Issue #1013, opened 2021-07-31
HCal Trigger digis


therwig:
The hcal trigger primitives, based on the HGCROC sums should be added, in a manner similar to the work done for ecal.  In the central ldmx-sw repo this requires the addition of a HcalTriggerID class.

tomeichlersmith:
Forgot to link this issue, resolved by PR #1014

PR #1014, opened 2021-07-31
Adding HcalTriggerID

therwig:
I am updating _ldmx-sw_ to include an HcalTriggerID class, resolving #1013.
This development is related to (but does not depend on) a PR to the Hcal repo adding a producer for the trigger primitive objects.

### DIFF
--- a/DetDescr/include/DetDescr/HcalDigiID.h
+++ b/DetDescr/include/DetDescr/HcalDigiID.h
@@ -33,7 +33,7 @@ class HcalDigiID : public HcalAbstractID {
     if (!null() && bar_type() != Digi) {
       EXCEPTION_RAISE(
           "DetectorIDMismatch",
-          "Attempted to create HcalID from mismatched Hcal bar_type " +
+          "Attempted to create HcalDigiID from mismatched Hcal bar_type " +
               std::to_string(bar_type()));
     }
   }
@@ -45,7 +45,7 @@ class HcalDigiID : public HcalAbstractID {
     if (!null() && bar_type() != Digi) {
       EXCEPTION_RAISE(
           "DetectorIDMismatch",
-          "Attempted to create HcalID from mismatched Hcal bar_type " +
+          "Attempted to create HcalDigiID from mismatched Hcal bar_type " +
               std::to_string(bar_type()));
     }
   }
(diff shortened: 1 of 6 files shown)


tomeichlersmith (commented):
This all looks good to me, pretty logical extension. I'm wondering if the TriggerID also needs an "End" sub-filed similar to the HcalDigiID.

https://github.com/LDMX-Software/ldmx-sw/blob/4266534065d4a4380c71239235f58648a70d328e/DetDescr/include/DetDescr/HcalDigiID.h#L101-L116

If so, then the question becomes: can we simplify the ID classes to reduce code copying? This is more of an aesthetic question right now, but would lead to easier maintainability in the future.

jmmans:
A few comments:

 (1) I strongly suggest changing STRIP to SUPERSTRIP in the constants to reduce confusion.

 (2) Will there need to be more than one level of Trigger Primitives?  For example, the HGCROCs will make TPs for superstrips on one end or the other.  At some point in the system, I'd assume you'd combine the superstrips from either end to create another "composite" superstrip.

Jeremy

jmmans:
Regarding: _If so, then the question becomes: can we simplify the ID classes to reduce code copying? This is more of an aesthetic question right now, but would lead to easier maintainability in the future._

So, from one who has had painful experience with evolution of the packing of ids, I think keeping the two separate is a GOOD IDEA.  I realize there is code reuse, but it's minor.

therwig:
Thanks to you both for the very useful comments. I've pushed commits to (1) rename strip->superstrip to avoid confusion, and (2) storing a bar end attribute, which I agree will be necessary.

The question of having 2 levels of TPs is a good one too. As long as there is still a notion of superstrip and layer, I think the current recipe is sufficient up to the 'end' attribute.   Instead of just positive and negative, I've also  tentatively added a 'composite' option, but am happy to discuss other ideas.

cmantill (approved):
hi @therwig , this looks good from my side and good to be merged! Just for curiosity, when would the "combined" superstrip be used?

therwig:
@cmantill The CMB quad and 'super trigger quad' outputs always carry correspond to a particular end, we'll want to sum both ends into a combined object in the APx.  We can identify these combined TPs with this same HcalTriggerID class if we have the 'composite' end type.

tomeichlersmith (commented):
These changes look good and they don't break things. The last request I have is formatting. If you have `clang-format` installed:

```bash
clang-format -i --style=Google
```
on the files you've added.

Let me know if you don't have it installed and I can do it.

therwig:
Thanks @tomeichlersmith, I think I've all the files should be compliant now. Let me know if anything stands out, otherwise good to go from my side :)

Task goal>
When the word "tomeichlersmith" appears in a line of the listing, pull that line out.

Task answer>
tomeichlersmith:
tomeichlersmith (commented):
tomeichlersmith (commented):
Thanks @tomeichlersmith, I think I've all the files should be compliant now. Let me know if anything stands out, otherwise good to go from my side :)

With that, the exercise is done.